Fear is probably the# 1 part impeding scribes from ascertaining success in their business. I’ve had many writers tell me they’re afraid of neglecting, afraid of rejection, afraid of bad refreshes, afraid parties will laugh at them, afraid readers will dislike their volume, afraid people will adjudicate them or tell them they are selfishly consuming their hour writing when they could be doing something more productive or meaningful.
There are probably more reasonableness to be afraid than there are to keep writing.
Let’s face it. Every single writer has and will have negative responses from their writing. There will always be people that dislike, maybe even hate, your work. That’s life. The sooner it is able to accept and expect it, the easier it will be to knock over your fear.
One of the most difficult of and most crucial attitudes columnists need to master is summed up in the famous messages of Franklin Roosevelt: “The only thing we have to fear is fear itself.”
Words have superpower. They stimulate emotion–even apathy. While some will praise you for what you write–or for precisely writing instead of doing something else–others will be inspired, uplifted, and entertained by your work, your themes, and your messages.
So long as you earnestly study the spacecraft of writing this report, apply what you learn and put in the hours of rehearsal … so long as you are teachable and listen to constructive criticism and work to improve your poor areas … so long as you throw in the dedication to write your best book, you will see a measure of success. You will get to that finishing line of publishing the book of your dreams.
When? I don’t have a crystal ball. But I can tell you that you need to keep your eye on the efforts and not the calendar.
Don’t let fear draw your focus away from your goals. Fear loves to attach its head out of the sand each time we embark on something new. Even if it’s something we’ve ever wanted to do, panic will tell us time and again why we can’t, or why we shouldn’t.
For many of us, fear starts mental roadblocks, but we must remember to look beyond our dreads. Don’t allow fear to control you.
When we work from a situate of dread, it infects all the aspects of “peoples lives”. You may be afraid that if you co-opt time for writing, other areas of your life may lose. Your family may end up hating you. Your collaborator will leave you. Your works will pile up. You’ll have a nervous breakdown.

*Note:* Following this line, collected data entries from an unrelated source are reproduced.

PR #646, opened 2026-07-29
Storybook: single dark/light theme toggle

n400:
## Summary
Replaces the three-item Theme dropdown and the backgrounds-addon color picker with a single
☀/☾ toolbar button that switches the whole preview — story canvas *and* Docs pages — between
light and dark.

- `.storybook/manager.js` (new) — the toolbar toggle button.
- `.storybook/preview.js` — `theme` global + a decorator that emulates `prefers-color-scheme`
  by patching `window.matchMedia` (components resolve `colorScheme="auto"` from it), paints the
  canvas via the semantic `--mdhui-background-color-1` token, and themes Docs pages through a
  custom `DocsContainer` fed by the decorator itself (which receives `context.globals` through
  the documented API) — no Storybook channel/event internals involved.
- `.storybook/main.js` — disables the essentials backgrounds addon (its canvas-color picker
  duplicated/conflicted with the theme button).
- `package.json` — `@storybook/blocks` and `@storybook/theming` promoted from transitive to
  explicit devDependencies (they are now imported directly).

## Caveats / things to know
- **Theme state is binary by design to simplify the UI.** "System" (follow the OS setting) applies only until the
  first click; after that the pinned light/dark choice sticks and persists in the URL
  (`&globals=theme:...`), so a shared link carries the pin. A URL without that param follows
  the OS again. There is deliberately no third "System" button state.
- **The `matchMedia` stub does not emit change events.** Components in this repo read the
  scheme at render (and the toggle re-renders every story), so nothing is affected — but a
  future component that *subscribes* via `matchMedia(...).addEventListener('change', …)` would
  not hear toolbar toggles.
- **Disabling backgrounds also removes the grid-overlay tool** (it ships inside the same
  addon). No story used `parameters.backgrounds`.

🤖 Generated with [Claude Code](https://claude.com/claude-code)


n400:
Superseded by #657, which now includes this commit and targets main directly.

PR #6437, opened 2017-12-11
add information to displayed error report

kalefranz:
To be compliant with GDPR (according to Mathew Lodge), for the error upload report, we need to indicate what information is being uploaded, why, and how that information will be used.  This PR should bring us into GDPR compliance.


kalefranz:
The first commit in this PR is currently showing as the commit for #6436.  That PR should be merged first.

PR #6443, opened 2017-12-13
fix imports for conda-build

kalefranz:


kalefranz:
Going to go ahead an merge this one.  It's just a rearrangement of code, and only needed until 4.4.0 is tagged.

PR #6446, opened 2017-12-13
fix #6419 set PS1 in python code

### LINKED ISSUE #6419: conda 4.4 weird prompt addition in zsh
Before conda 4.4 my prompt with zsh would look like this, when I'm in my conda env `stable`:

screenshot 2017-12-08 13 03 34

After the update to conda 4.4 (using the blog instructions), I have this:

screenshot 2017-12-08 13 03 43

Note the addition of '\[\]' that was added after the environment ID.

How can I get rid of that?

Using zsh 5.4.2 on macOS 10.12.6

kalefranz:
fix #6419

This PR slightly reworks how PS1 is set for Bourne shells.  Basically setting PS1 through our python code, and not doing logic at the shell level.

### DIFF
--- a/conda/activate.py
+++ b/conda/activate.py
@@ -51,7 +51,7 @@ class Activator(object):
             self.shift_args = 0
 
             self.unset_var_tmpl = 'unset %s'
-            self.set_var_tmpl = 'export %s="%s"'
+            self.set_var_tmpl = "export %s='%s'"
             self.run_script_tmpl = '. "%s"'
 
         elif shell == 'csh':
@@ -73,7 +73,7 @@ class Activator(object):
             self.shift_args = 0
 
             self.unset_var_tmpl = 'del $%s'
-            self.set_var_tmpl = '$%s = "%s"'
+            self.set_var_tmpl = "$%s = '%s'"
             self.run_script_tmpl = 'source "%s"'
 
         elif shell == 'cmd.exe':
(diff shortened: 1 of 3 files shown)


nehaljwani:
I am a bit skeptical about this patch. Not sure what's happening or it is me doing something wrong, but with rc2, I have:
screenshot from 2017-12-15 16-26-42
And with this patch, I have:
screenshot from 2017-12-15 16-27-09

nehaljwani:
Okay, this is weird:
```zsh
/tmp # ❯❯❯ echo $PS1
${SSH_TTY:+"%F{9}%n%f%F{7}@%f%F{3}%m%f "}%F{4}${_prompt_sorin_pwd}%(!. %B%F{1}#%f%b.)${editor_info[keymap]} 

/tmp # ❯❯❯ env | grep -i PS1
PS1=[\u@\h \W]\$ 
```

kalefranz:
Yeah this isn’t easy to get right. So many edge cases.

I think in general the strategy is correct. When possible we should be doing everything at the python level, including configuring the prompt. 

It might take some more iteration on the exact details. 

I don’t think it makes anything worse for zsh, since zsh wasn’t quite right to begin with. It also worked on zsh for me. 

If this is the strategy we want to take, I think the most important part is that we don’t regress for bash, dash/ash, etc. There are supposed to be tests for this, but I still don’t completely trust them yet. So I guess I’d like for you to independent test bash and dash/ash.

kalefranz:
Ok, I pushed an update, which does *not* `export PS1`.  If somebody else has that variable exported somewhere, that's fine.  But it's not going to be conda that does it.

PR #6458, opened 2017-12-14
add timing instrumentation

kalefranz:
This PR has a companion PR pointed at 4.4.x

### DIFF
--- a/conda/common/io.py
+++ b/conda/common/io.py
@@ -9,13 +9,15 @@ import logging
 from logging import CRITICAL, Formatter, NOTSET, StreamHandler, WARN, getLogger
 import os
 from os import chdir, getcwd
-from os.path import join, isfile
+from os.path import dirname, isdir, isfile, join
 import sys
 from time import time
 
 from .compat import StringIO
 from .path import expand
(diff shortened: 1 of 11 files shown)


conda/common/io.py
```diff
@@ -156,3 +164,70 @@ def attach_stderr_handler(level=WARN, logger_name=None, propagate=False, formatt
...
+
+class time_recorder(ContextDecorator):  # pragma: no cover
+    start_time = None
+    record_file = expand(join('~', '.conda', 'instrumentation-record.csv'))
+
+    def __init__(self, entry_name):
+        self.entry_name = entry_name
+
+    def __enter__(self):
+        enabled = os.environ.get('CONDA_INSTRUMENTATION_ENABLED')
```
kalefranz: Using a hard-coded environment variable here rather than putting it in `context` because `common` can't import from `conda.base`, and thus we don't have access to `context`.

kalefranz:
@msarahan I fixed the smoketest issues.  Let's go ahead and merge this now.

kalefranz:
Approved by Mike, so long as we went back to doing the conda-build smoke test.  Which we have.  So I'm going to go ahead and merge this.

Maybe you don’t think you have any fear when it comes to writing. If not, more capability to you! You’ll perhaps find this pathway to self-publishing easier than others. And maybe you’ll think of supportive gratuities to share with those in this course that are struggling with fear.
I think my biggest fear is related to imposter syndrome. I’m so surprised how many uber-successful creatives I know face down this fear all the time. Want to know something surprising? Many of the most successful creatives face down imposter condition regularly.
What is it? You feel like you’re a counterfeit. That you’re just feigning you have talent. And sooner or later your deceit are likely to be exposed, and you’ll be humiliated and revealed to be incompetent. All that feigning will cause the world to laugh at you.
There’s a fine cable between having confidence and pride in their capabilities, aptitudes, and accomplishments and being delusional! Some of us fret we are deceiving ourselves in imagining we are good scribes, our journals are worth being best seller, and that we deserve the acclaim and approval we long for.
All I can say to that is remind yourself your spokesperson interests. Your unique creativity is a solid and important contribution to the world. Yes, you can always deter learning and improving, but the more you ended yourself as a professional, adept, and genuine columnist, the less you’ll be haunted by imposter syndrome.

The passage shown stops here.